A total of 48 mOEF maps from 5/7 volunteers were used for deep learning training. To reduce the field inhomogeneity around lateral free myocardial wall, mean mOEF and its standard deviation in the septum (the minimal field inhomogeneity area) were measured as the representative values for entire myocardial mOEF. In this way, a synthetic ground truth of OEF map was reconstructed.
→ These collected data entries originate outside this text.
PR #1286, opened 2026-07-25
Remove references to deprecated Post product

mal-tee:


baltpeter:
Good catch! But seems like it was just renamed to [Einschreiben Wert](https://www.deutschepost.de/de/e/einschreiben/kuendigung-abo-themen/geld-verschicken.html), not actually discontinued.

mal-tee:
Oh! But I'd prefer to not link a specific product anyways :D It can't be outdated that way

baltpeter:
> Oh! But I'd prefer to not link a specific product anyways :D It can't be outdated that way

But the point of the FAQ item it to make this easy for people. Of course the information can go outdated, but so can everything else on the site. :D

mal-tee (commented):
ref to EINSCHREIBEN wert

baltpeter (approved):
Thank you!

PR #3, opened 2017-09-22
Add POSTagger benchmark

apaszke:


benchmarks/__init__.py
```diff
@@ -31,6 +31,7 @@ def make_params(**kwargs):
 class Benchmark(object):
     timer = time.time if PY2 else time.perf_counter
     default_params = []
+    params = make_params()
```
ezyang: What's this

apaszke: It just sets the default

PR #6, opened 2017-09-22
bnlstm

ezyang:
Signed-off-by: Edward Z. Yang <ezyang@fb.com>


ezyang:
Uh, not obviously? The batching and the input feeding seems to be different...

PR #8, opened 2017-10-05
add memnn benchmark

alexholdenmiller:
copied current memnn model from ParlAI, made benchmark from it


ezyang:
Great, thank you!

PR #19, opened 2018-05-24
[wip] Update rnn benchmarks

zou3519:
RNN benchmarks can be run with python rnns/runner.py which runs
everything and gives a nice summary view.
They are written in the style of the benchmarks in the scripts/ folder
(those are used by the CI).

Run individual benchmarks with (cd into ./rnns):

    python -m benchmarks.sru

Individuals scripts have their own command line options to test
different things (--jit, --backward, etc).

[Sample output](https://gist.github.com/zou3519/10f9b201b2a44e65acf93b73ca7facef)

WIP because the following things might be good to do:
- [ ] Cleanup code and bring (at least the test scripts) to Pytorch 0.4 style.
- [x] Try to apply jit tracing to some of the models (bnlstm, lstm variants). 

cc @zdevito


rnns/wsj.pkl
```diff
@@ -0,0 +1,2758 @@
+(lp0
```
apaszke: Is this checked in on purpose?

zou3519: Yes, but I can just read the file from `scripts/mini_sequence_labeler/wsj.pkl` instead

apaszke: No, that's fine. Just making sure it's not an accidental check in.

PR #20, opened 2018-05-24
Initial commit of cpu performance scripts

cpuhrsch:
This splits the repository into two categories and starts an effort to significantly extend the benchmark suite.


apaszke:
Well the model parts aren't really for checking accuracy. We're using them for benchmarking as well (mostly the JIT).

cpuhrsch:
I noticed a clear split however. We can still create a top-level folder to share code. But I think it's good to have this clear separation.

PR #24, opened 2018-05-31
Deduplicate more python scripts based on their intention

cpuhrsch:


zou3519:
WAIT

python/ubenchmarks/nn_comp.py
```diff
@@ -32,7 +32,7 @@
         # numbers = numbers.transpose(0, 1)
         # numbers = numbers.sigmoid()
         # numbers = numbers.transpose(0, 1)
-        # numbers = numbers.tanh()
+        numbers = numbers.tanh()
```
zou3519: Did you mean to commit this?

cpuhrsch: Yes

cpuhrsch:
@zou3519 - yes, I had briefly added this as a submodule to look at whether it's possible to pull in foreign benchmarks and interface them. it doesn't seem worth the trouble.

apaszke:
Do those files exist somewhere else as well?

cpuhrsch:
@apaszke - Yes, they're part of the toplevel 'rnn' folder whose files be integrated into our benchmark suite once it's setup.

PR #25, opened 2018-06-05
Initial python framework setup

cpuhrsch:
Basic framework setup. See examples under timing/python/benchmarks


timing/python/framework/benchmark.py
```diff
@@ -0,0 +1,290 @@
...
+# benchmark [--benchmark_list_tests={true|false}]
+#           [--benchmark_filter=<regex>]
+#           [--benchmark_format=<console|json|csv>]
+#           [--benchmark_out=<filename>]
+#           [--benchmark_out_format=<json|console|csv>]
+#           [--benchmark_color={auto|true|false}]
+#           [--benchmark_counters_tabular={true|false}]
+#           [--v=<verbosity>]
+# DONE
+#           [--benchmark_min_time=<min_time>]
```
zou3519: Not sure where to leave this comment, but what units are benchmark_min_time and benchmark_max_time in?

cpuhrsch: seconds. we still need user counters etc. I'm only leaving it for myself. I guess I can remove it. I expect another PR tonight that does 50% of this.

timing/python/framework/benchmark.py
```diff
@@ -0,0 +1,290 @@
...
+        self.results.append(result)
+
+
+class Benchmark(object):
+    def __init__(self):
+        if "args" not in dir(self):
+            logging.warn(
+                "Benchmark " + str(self.__class__) + " has no args set"
+            )
+            return
```
zou3519: Maybe you shouldn't return here?

PR #27, opened 2018-06-12
LSTM benchmark for the new python timing framework

zou3519:
This is (one of the) lstm benchmarks that is running on the CI. I've
ported it to the new framework.

cc @cpuhrsch

### DIFF
--- a/timing/python/benchmarks/__init__.py
+++ b/timing/python/benchmarks/__init__.py
@@ -1,3 +1,4 @@
 from benchmarks.compare_numpy import NumpyComparison
 from benchmarks.convnet_benchmark import Convnets
+from benchmarks.lstm_benchmark import LSTMBench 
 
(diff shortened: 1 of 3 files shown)


zou3519:
@cpuhrsch 
`python run.py --include LSTMBench`
I don't have a screen big enough to show this right now, but not all of the argument lists in the ListBenchmark have the same arguments (because they're being passed into a function with default args). This results in some weird printing, idk how much this matters though because I imagine when we're using this we'd want to specify all of the arguments so it is clear what is being benchmarked.

cpuhrsch:
Looks good to me. I'll merge and then debug if that's fine? This repo is still flagged as "in transit". So, no user can expect this code to work just yet.

zou3519:
Yes go ahead!

PR #49, opened 2019-02-05
Add dropout lstm

wanchaol:
Add the lstm with dropouts to custom_lstm

### DIFF
--- a/rnns/fastrnns/custom_lstms.py
+++ b/rnns/fastrnns/custom_lstms.py
@@ -41,22 +41,19 @@ def script_lstm(input_size, hidden_size, num_layers, bias=True,
         stack_type = StackedLSTM2
         layer_type = BidirLSTMLayer
         dirs = 2
+    elif dropout:
+        stack_type = StackedLSTMWithDropout
+        layer_type = LSTMLayer
+        dirs = 1
     else:
         stack_type = StackedLSTM
         layer_type = LSTMLayer
         dirs = 1
 
-    if dropout:
-        return stack_type(num_layers, layer_type,
-                          first_layer_args=[LSTMCell, input_size, hidden_size],
-                          other_layer_args=[LSTMCell, hidden_size * dirs,
-                                            hidden_size],
-                          dropout=0.4)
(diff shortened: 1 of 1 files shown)


rnns/fastrnns/custom_lstms.py
```diff
@@ -246,12 +252,20 @@ def init_stacked_lstm(num_layers, layer, first_layer_args, other_layer_args):
 
 
 class StackedLSTM(jit.ScriptModule):
-    __constants__ = ['layers']  # Necessary for iterating through self.layers
+    # Necessary for iterating through self.layers and dropout support
+    __constants__ = ['layers', 'num_layers', 'dropout']
```
zou3519: I know this is bad from a software engineering perspective, but could you create a separate `StackedLSTMWithDropout?` I'd like to keep a vanilla "StackedLSTM" around (so that it does not get too complicated)

rnns/fastrnns/custom_lstms.py
```diff
@@ -246,12 +252,20 @@ def init_stacked_lstm(num_layers, layer, first_layer_args, other_layer_args):
...
+    def __init__(self, num_layers, layer, first_layer_args, other_layer_args,
+                 dropout=0.0):
         super(StackedLSTM, self).__init__()
         self.layers = init_stacked_lstm(num_layers, layer, first_layer_args,
                                         other_layer_args)
+        # If non-zero, introduces a Dropout layer on the outputs of each LSTM
+        # layer except the last layer, with dropout probability = dropout.
+        self.dropout = dropout
+        self.num_layers = num_layers
+        self.dropout_layer = jit.trace(nn.Dropout(dropout), torch.randn(2, 2),
```
zou3519: Is the tracing necessary -- can't we just do `self.dropout_layer = nn.Dropout(dropout)`?

wanchaol: Ohh you are right, nn.Dropout is a weak script module so it should be automatically converted to a ScriptModule here, I will update it.

PR #50, opened 2019-02-06
Add flake8 config from pytorch and format the code

wanchaol:
port .flake8 config from pytorch to the benchmarks repo and format the code, to make warnings disappear in the linter tool, only format changes so should not affect any existing code.


apaszke:
BTW If we want to commit to a style guide we should get a CI job running. Otherwise it's meaningless and will get out of sync quickly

These simulated ground truth maps were then used as input to accomplish pixel-wise regression task using a UNet-based fully connected neural network (UFCN), as shown in Fig.1. The model received a multi-channel input which consists of ASE prepared images at different 180º pulse shifts. The U-net structure was comprised of an encoder and a decoder respectively. The encoder was composed of 5 convolutional blocks each with 64, 128, 256, 512, and 1024 convolutional filters. The decoder consisted of 4 deconvolutional blocks with 512, 256, 128 and 64 output channels. A final 1×1 kernel size convolutional layer with the same filter number as input channel was used at the end to implement weighted summation in the former convolutional layer. The CMR data from rest of 2/7 volunteers were tested for the mOEF map and an initial testing of reproducibility.
Results:
The OEF maps showed dramatic improved image quality, compared with original OEF maps (Fig 2). The averaged global myocardial OEF was 0.62 ± 0.07, which agrees well with literature values of 0.64 ± 0.14 measured by positron emission tomography (PET) methods [2]. The initial reproducibility tests provided a coefficient of variance of 5% {0%, 8.4%].
Conclusion:
The UFCN postprocessing method dramatically reduced the calculation error of mOEF in the field inhomogeneity area of myocardium in healthy hearts. Future study may need much larger data sets in diseased hearts for the training sets to detect regional difference in mOEF.